For two days, Maisie kept mostly to her room, sitting by the window, scanning the wet, windswept March street for some sign of Niall. For two nights, wrapped in a blanket, she kept her vigil there as well, praying to see him come to their door.
Downstairs, the household was in a constant state of chaos. Whereas Archibald’s meetings with the weavers and other radical groups were occasional, men were now coming to the garden door nightly. During the day, he was often away from the clinic, off to unspecified events. Isabella worked tirelessly with the students from the university at her side, seeing to her patients, as well as to her husband’s.
No one asked why it was that Maisie kept to her room. She was home, out of sight, out of mind. That was enough. And it suited her, for she was in no state to be sociable, and she was not about to pour out her troubles to anyone in the family.
She was responsible for Fiona’s arrest. If only Maisie hadn’t gone to her house in the afternoon. If only she hadn’t tempted her to come along. If only. The thought of how different the night could have ended was constantly on her mind. After going to Niall’s apartment, she’d discovered that all the flyers, the letter, the newspaper article had all been stuffed into Fiona’s satchel and not hers. Her friend had been taken with enough proof to justify the arrest. She’d told Niall all of this.
The promise she’d made to him weighed heavily on her. She felt guilty hiding herself away while it was quite likely that her friend was being subjected to unimaginable abuse at the hands of her captors. And what of Fiona’s daughters? She had no idea where they were. Niall said he’d take care of things, but no word from him had arrived, and she feared the worst.
Finally, on Friday afternoon, a rider descended from his steed and handed the reins to a neighborhood urchin to hold for him.
Niall.
Maisie’s feet barely touched the floor as she flew to the stairway and down to the foyer. She reached the front door at the same time that a manservant arrived to open it. When he looked up at her, his eyes wide with surprise, she took a breath and nodded for him to proceed.
Niall stood in the open doorway. His eyes were red, and a growth of whiskers covered his jaw. He looked weary, as if he hadn’t slept since she last saw him.
He came in, removed his hat, and waved off the servant, who was waiting to take his coat.
“I can’t stay but a minute,” he said in explanation.
Maisie gestured to an open door beyond the examining rooms. “Come into the drawing room.”
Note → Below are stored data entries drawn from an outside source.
PR #927, opened 2026-01-20
introduce global scopes and improve application scope

### LINKED ISSUE #925: when is the application scope active?
When looking at https://github.com/jakartaee/cdi/pull/911, I realized the spec should probably say that the application scope is active during eager initialization. Then, I noticed that Core CDI don't say _anything_ about when the application scope is active (see https://jakarta.ee/specifications/cdi/4.1/jakarta-cdi-spec-4.1.html#builtin_contexts).

CDI SE says (see https://jakarta.ee/specifications/cdi/4.1/jakarta-cdi-spec-4.1.html#builtin_contexts_se):

> The application scope is active:
>
> - during any method invocation
>
> The application context is shared between all method invocations that execute within the same container.
>
> The application context is destroyed when the container is shut down.
>
> The payload of the event fired when the application context is initialized or destroyed is:
>
> - any `java.lang.Object`.

This makes perfect sense; it's actually how I've been thinking about the application scope all the time.

CDI EE says (see https://jakarta.ee/specifications/platform/11/jakarta-platform-spec-11.0#builtin_contexts_ee in the platform spec):

> The application scope is active:
>
> - during the `service()` method of any servlet in the web application, during the `doFilter()` method of any servlet filter and when the container calls any `ServletContextListener`, `HttpSessionListener`, `AsyncListener` or `ServletRequestListener`,
> - during any Jakarta EE web service invocation,
> - during any asynchronous invocation of an event observer,
> - during any remote method invocation of any enterprise bean, during any asynchronous method invocation of any enterprise bean, during any call to an enterprise bean timeout method and during message delivery to any message-driven enterprise bean,
> - when the disposer method or `@PreDestroy` callback of any bean with any normal scope other than `@ApplicationScoped` is called, and
> - during `@PostConstruct` callback of any bean.
>
> The application context is shared between all servlet requests, web service invocations, asynchronous invocation of an event observer, enterprise bean remote method invocations, enterprise bean asynchronous method invocations, enterprise bean timeouts and message deliveries to message-driven beans that execute within the same application. The application context is destroyed when the application is shut down.
>
> The payload of the event fired when the application context is initialized or destroyed is:
>
> - the `ServletContext` if the application is a web application deployed to a Servlet container, or
> - any `java.lang.Object` for other types of application.

This is a full list of conditions, some of them being only relevant to EE and some of them fairly general purpose.

It's been like that since CDI 2.0, when the spec was split into Core CDI, CDI SE and CDI EE. I _think_ we should probably rectify that.

These conditions from the EE part are fairly general and could be moved to Core CDI:

> - when the disposer method or `@PreDestroy` callback of any bean with any normal scope other than `@ApplicationScoped` is called, and
> - during `@PostConstruct` callback of any bean.

But they are also insufficient. I think at the very least, it should also say:

> during notification of an asynchronous observer method

or perhaps

> during notification of an observer method

With this addition, this would be relatively close to what Core CDI says about when the request context is active. (I don't really understand why the request context should be active "during `@PostConstruct` callback of any bean"; that provision was added in CDI 1.1, but I'm not sure any implementation actually follows it...)

Then, we could add

> during eager initialization [link to the spec chapter]

which I'd say should be there _in addition_ to "during `@PostConstruct`", because to be able to create contextual instances of eagerly initialized app-scoped beans, the app scope must be active.

Ladicek:
This commit introduces the notion of _global scopes_, for which exactly one context object exists and is active on all application threads since startup until shutdown. Extensions may not register context objects for built-in
global scopes.

The dependent context was previously specified to be "always active", which is not very precise. The dependent context is now global, for which a more precise specification exists (per above).

The application scope is now also global. This makes the specification simpler, more useful (other specifications may rely on the application scope being "always" active) and more aligned with existing implementations (they already prevent registering custom application contexts).

The specification never talks about the singleton context, but it is naturally also global.

Extensions are now specified to cause a deployment problem if registration of a custom context for a built-in global scope is attempted.

Further, build compatible extensions are now specified to allow registering custom contexts for the same set of scopes as portable extensions. Previously, registering custom contexts for built-in scopes was forbidden, which is too limiting and was never enforced (by the TCK and by implementations).

Fixes #925

### DIFF
--- a/api/src/main/java/jakarta/enterprise/context/ApplicationScoped.java
+++ b/api/src/main/java/jakarta/enterprise/context/ApplicationScoped.java
@@ -31,41 +31,16 @@ import jakarta.enterprise.util.AnnotationLiteral;
  * <p>
  * Specifies that a bean is application scoped.
  * </p>
+ *
  * <p>
- * While <code>ApplicationScoped</code> must be associated with the built-in application context required by the specification,
- * third-party extensions are allowed to also associate it with their own context. Behavior described below is only related to
- * the built-in application context.
+ * The application scope is global. Extensions are not allowed to register a custom context for it.
  * </p>
  *
  * <p>
- * The application scope is active:
- * </p>
- *
- * <ul>
- * <li>during the <code>service()</code> method of any servlet in the web application, during the <code>doFilter()</code> method
- * of any servlet filter and when the container calls any <code>ServletContextListener</code>, <code>HttpSessionListener</code>,
- * <code>AsyncListener</code> or <code>ServletRequestListener</code>,</li>
- * <li>during any Java EE web service invocation,</li>
- * <li>during any remote method invocation of any EJB, during any asynchronous method invocation of any EJB, during any call to
- * an EJB timeout method and during message delivery to any EJB message-driven bean,</li>
- * <li>when the disposer method or <code>@PreDestroy</code> callback of any bean with any normal scope other than
- * <code>@ApplicationScoped</code> is called, and</li>
- * <li>during <code>@PostConstruct</code> callback of any bean.</li>
- * </ul>
- *
- * <p>
- * The application context is shared between all servlet requests, web service invocations, EJB remote method invocations, EJB
- * asynchronous method invocations, EJB timeouts and message deliveries to message-driven beans that execute within the same
- * application.
- * </p>
- * <p>
- * The application context is destroyed when the application is shut down.
- * </p>
- *
- * <p>
- * An event with qualifier <code>@Initialized(ApplicationScoped.class)</code> is fired when the application context is
- * initialized and an event with qualifier <code>@Destroyed(ApplicationScoped.class)</code> when the application context is
- * destroyed. The event payload is:
+ * An event with qualifier {@code @Initialized(ApplicationScoped.class)} is fired after the application context
+ * is initialized. An event with qualifier {@code @BeforeDestroyed(ApplicationScoped.class)} is fired before
+ * the application context is destroyed. An event with qualifier {@code @Destroyed(ApplicationScoped.class)} is fired
+ * after the application context is destroyed. In all cases, the event payload is:
  * </p>
  *
  * <ul>
--- a/spec/src/main/asciidoc/core/scopescontexts.asciidoc
+++ b/spec/src/main/asciidoc/core/scopescontexts.asciidoc
@@ -166,6 +166,17 @@ All pseudo-scopes must be explicitly declared `@Scope`, to indicate to the conta
 
 All scopes defined by this specification, except for the `@Dependent` pseudo-scope, are normal scopes.
 
+[[global_scope]]
+
+=== Global scopes
+
+Several scopes defined by this specification are _global_.
+A global scope has exactly one context object, which is:
+
+* initialized once, when the container starts up, before the event with qualifier `@Initialized(ApplicationScoped.class)` is fired,
+* destroyed once, when the container shuts down, after the event with qualifier `@BeforeDestroyed(ApplicationScoped.class)` is fired,
+* active on all application threads from the point the context object is initialized until it is destroyed.
+
 [[dependent_context]]
 
 === Dependent pseudo-scope
@@ -184,7 +195,7 @@ Every invocation of the `get()` operation of the `Context` object for the `@Depe
 
 Every invocation of the `get()` operation of the `Context` object for the `@Dependent` scope with no `CreationalContext` returns a null value.
 
-The `@Dependent` scope is always active.
+The `@Dependent` scope is global.
 
 [[dependent_objects]]
 
@@ -235,11 +246,11 @@ If there is exactly one active instance of `Context` associated with the scope t
 
 [[activating_builtin_contexts]]
 
-==== Activating Built In Contexts
+==== Activating Built-in Contexts
 
-Certain built in contexts support the ability to be activated and deactivated.  This allows developers to control built-in contexts in ways that they could also manage custom built contexts.
+Certain built-in contexts support the ability to be activated and deactivated.  This allows developers to control built-in contexts in ways that they could also manage custom built contexts.
 
-When activating and deactivating built in contexts, it is important to realize that they can only be activated if not already active within a given thread.
+When activating and deactivating built-in contexts, it is important to realize that they can only be activated if not already active within a given thread.
 
 [[activating_request_context]]
 
@@ -247,7 +258,7 @@ When activating and deactivating built in contexts, it is important to realize t
 
 Request contexts can be managed either programmatically or via interceptor.
 
-To programmatically manage request contexts, the container provides a built in bean that is `@Dependent` scoped and of type `RequestContextController` that allows you to activate and deactivate a request context on the current thread.  The object should be considered stateful, invoking the same instance on different threads may not work properly, non-portable behavior may occur.
+To programmatically manage request contexts, the container provides a built-in bean that is `@Dependent` scoped and of type `RequestContextController` that allows you to activate and deactivate a request context on the current thread.  The object should be considered stateful, invoking the same instance on different threads may not work properly, non-portable behavior may occur.
 
 [source, java]
 ----
@@ -390,11 +401,17 @@ The request context is destroyed:
 
 ==== Application context lifecycle
 
+The application scope is global.
+
 The _application context_ is provided by a built-in context object for the built-in scope type `@ApplicationScoped`.
 
 An event with qualifier `@Initialized(ApplicationScoped.class)` is synchronously fired when the application context is initialized.
 An event with qualifier `@BeforeDestroyed(ApplicationScoped.class)` is synchronously fired when the application context is about to be destroyed, i.e. before the actual destruction.
 An event with qualifier `@Destroyed(ApplicationScoped.class)` is synchronously fired when the application context is destroyed, i.e. after the actual destruction.
+
+The payload of the event fired when the application context is initialized or destroyed is:
+
+* any `java.lang.Object`.
 
 [[custom_contexts]]
 
@@ -410,4 +427,6 @@ where `X` is the scope type associated with the context.
 
 A suitable event payload should be chosen.
 
-Build compatible extensions may define custom context classes for custom scopes, but they may not define custom context classes for built-in scopes.
+Build compatible extensions may define custom context classes for non-global built-in scopes and for custom scopes.
+For example, a remoting framework might provide a request context object for the built-in request scope.
+If an attempt to register a custom context class for a global built-in scope is made, deployment problem occurs.
--- a/spec/src/main/asciidoc/javase/scopescontext_se.asciidoc
+++ b/spec/src/main/asciidoc/javase/scopescontext_se.asciidoc
@@ -11,27 +11,10 @@ SPDX-License-Identifier: Apache-2.0
 
 == Scopes and contexts in Java SE
 
-[[builtin_contexts_se]]
+[[global_scope_se]]
 
-=== Context management for built-in scopes in Java SE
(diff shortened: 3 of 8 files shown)


Ladicek:
When we merge this, I also need to submit a PR to the platform spec to update https://github.com/jakartaee/platform/blob/main/specification/src/main/asciidoc/platform/cdi-ee-spec/scopescontext_ee.adoc#context-management-for-built-in-scopes-in-jakarta-ee

Ladicek:
For the record, what I propose to submit to the Jakarta Platform spec is at https://github.com/Ladicek/jakartaee-platform/commits/improve-app-scope/

spec/src/main/asciidoc/javase/scopescontext_se.asciidoc
```diff
@@ -15,23 +15,14 @@ SPDX-License-Identifier: Apache-2.0
...
-When running in Java SE the container must extend the rules defined in <<application_context>> and is also required to ensure the following rules.
-
-The application scope is active:
-
-* during any method invocation
+When running in Java SE, the container must extend the rules defined in <<application_context>>, except of the two that are overridden by the following rules.
 
 The application context is shared between all method invocations that execute within the same container.
 
 The application context is destroyed when the container is shut down.
```
manovotn: I am not sure I can see the actual difference between what you stated in `spec/src/main/asciidoc/core/scopescontexts.asciidoc` and here:

> The application context is destroyed when the application is shut down.
> The application context is destroyed when the container is shut down.

Or rather, I am not sure the difference is worth spelling out here.
To me, in SE, the two are intertwined but perhaps I am missing something?

Ladicek: So I'm not sure if you can boot 2 containers in SE concurrently, but I guess it should be possible to boot one container, shut it down, then boot another. Which makes that difference important.

manovotn: I see, that makes sense :+1: 
FTR, I think in CDI as such you won't have the ability to bootstrap multiple SE containers. In Weld you can ([test](https://github.com/weld/core/blob/master/environments/se/core/src/test/java/org/jboss/weld/environment/se/test/container/isolation/ContainerIsolationTest.java)) but then doing anything like `CDI.current()` is a highway to hell :)

spec/src/main/asciidoc/core/scopescontexts.asciidoc
```diff
@@ -396,6 +396,16 @@ An event with qualifier `@Initialized(ApplicationScoped.class)` is synchronously
 An event with qualifier `@BeforeDestroyed(ApplicationScoped.class)` is synchronously fired when the application context is about to be destroyed, i.e. before the actual destruction.
 An event with qualifier `@Destroyed(ApplicationScoped.class)` is synchronously fired when the application context is destroyed, i.e. after the actual destruction.
 
+The application context is always active, since the event with qualifier `@Initialized(ApplicationScoped.class)` is fired and until the event with qualifier `@Destroyed(ApplicationScoped.class)` is fired.
```
manovotn: Personally I would rather frame the usability of the context by two events in which you can still use the context (`@Initialized` ->  `@BeforeDestroyed`) but I suppose I can live with `@Destroyed` as well :)

Ladicek: During `@BeforeDestroyed` notification, the application context is still guaranteed to be active. So I don't think you can say "until `@BeforeDestroyed` is fired", because that might be read as "during `@BeforeDestroyed`, the context is not active".

I think we could make it more precise by saying:

> The application context is always active, starting after the event with qualifier `@Initialized(ApplicationScoped.class)` is fired and ending before the event with qualifier `@Destroyed(ApplicationScoped.class)` is fired.

WDYT?

Ladicek: Though to be honest, we simply say

> The `@Dependent` scope is always active.

and don't bother specifying when it starts and when it ends, even though there clearly are such points in time.

spec/src/main/asciidoc/javase/scopescontext_se.asciidoc
Ladicek: > I think in CDI as such you won't have the ability to bootstrap multiple SE containers.

So the only thing the specification says about the possibility of having multiple containers is:

> An implementation does not need to support multiple calls of `SeContainerInitializer.initialize()` method when the `SeContainer` is running.

This is not super clear (is an implementation required to support _one_ call of `SeContainerInitializer.initialize()` when the `SeContainer` is running?), but it seems obvious that it's supposed to mean that the specification doesn't guarantee that multiple SE containers may be running at the same time.

This however in no way prevents the following:

```java
try (SeContainer container = SeContainerInitializer.newInstance().initialize()) {
    ...
}

try (SeContainer container = SeContainerInitializer.newInstance().initialize()) {
    ...
}
```

That is, you can have multiple containers running inside a single application, just not at the same time.

spec/src/main/asciidoc/core/scopescontexts.asciidoc
manovotn: > During `@BeforeDestroyed` notification, the application context is still guaranteed to be active. So I don't think you can say "until `@BeforeDestroyed` is fired", because that might be read as "during `@BeforeDestroyed`, the context is not active".
> 
> I think we could make it more precise by saying:
> 
> > The application context is always active, starting after the event with qualifier `@Initialized(ApplicationScoped.class)` is fired and ending before the event with qualifier `@Destroyed(ApplicationScoped.class)` is fired.
> 
> WDYT?

I was thinking something along the lines of:

> The application context is always active beginning with firing of event with qualifier `@Initialized(ApplicationScoped.class)` up to and including the notification of `@BeforeDestroyed(ApplicationScoped.class)` observers.

manovotn: > Though to be honest, we simply say
> 
> > The `@Dependent` scope is always active.
> 
> and don't bother specifying when it starts and when it ends, even though there clearly are such points in time.

The `@Dependent` scope doesn't fire the init/destroy events though. At least I think it doesn't as it won't make sense to observe those anyway 🤔

Ladicek: Correct, but that doesn't make a difference. The singleton context doesn't fire those events either, even though it would be meaningful to observe them. (But then, which one should come sooner? :-) ) Granted, we don't say anything about the singleton scope in the CDI spec, probably for the better :-)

She left the door slightly ajar for the sake of propriety, but Maisie didn’t care who might walk in on them. Her arms were around him as soon as they were alone.
“Thank God, you’re all right. Tell me. Tell me that you’ve found her.”
His lips pressed into Maisie’s hair, and he held her in the circle of his arms for the longest time before finally letting go.
“Not yet.” With a deep frown marking his face, he stalked to the far side of the room.
She tried to think of the names of the places where some of Archibald’s friends had been held. She pressed a fist into her stomach as she recalled the condition some of the prisoners were in when they arrived here. “Bridewell?”
He shook his head. “She’s not there. I’ve spoken to everyone I could, even the governor of the prison. All I’ve been able to ascertain are two things. Fiona was arrested, and they’re holding her somewhere away from Edinburgh.”
“Where?”
“I don’t know.” He slammed his fist into the other hand. “I’m on my way to Glasgow now. I have an idea that someone there might be able to shed some light on it.”
“Who?”
“It doesn’t matter. You can’t be involved in this.”
Tears burned the back of her throat, but she fought them back. Not involved? How could she possibly not be involved? Guilt threatened to tear her apart. Everything was her fault. From the first moment when the two women had met, they’d walked this path step for step. The campaigns, the protests, the meetings, encouraging women to rise up and speak out. But when it came to facing those wolves, she’d handed her friend over to them. Fiona’s arrest was all her doing. Maisie glanced at Niall. She wanted him to say something to ease her guilt, but he couldn’t. No one could. Her actions were hers to bear.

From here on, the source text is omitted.